PR #1266, opened 2019-09-23
Fix lottery results caching #167523476

software-project:
https://www.pivotaltracker.com/story/show/167523476


spec/services/listing_service_spec.rb
```diff
@@ -103,4 +103,13 @@
       end
     end
   end
+
+  describe '.lottery_buckets' do
+    it 'should call right enpoint with forced recache' do
```
akegan:
```suggestion
    it 'should call right endpoint with forced recache' do
```

akegan:
@software-project found the issue, CACHE_SALESFORCE_REQUESTS isn't set on semaphore and I don't think we want it to be set? / we don't have the capability of running memcached on semaphore. 

I'm going to look into it locally and see if I can figure out a plan that makes sense!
________________________
> _Exercise description_
What lines in the data hold the word "project"? Return them.

> _Solution below_
software-project:
@software-project found the issue, CACHE_SALESFORCE_REQUESTS isn't set on semaphore and I don't think we want it to be set? / we don't have the capability of running memcached on semaphore. 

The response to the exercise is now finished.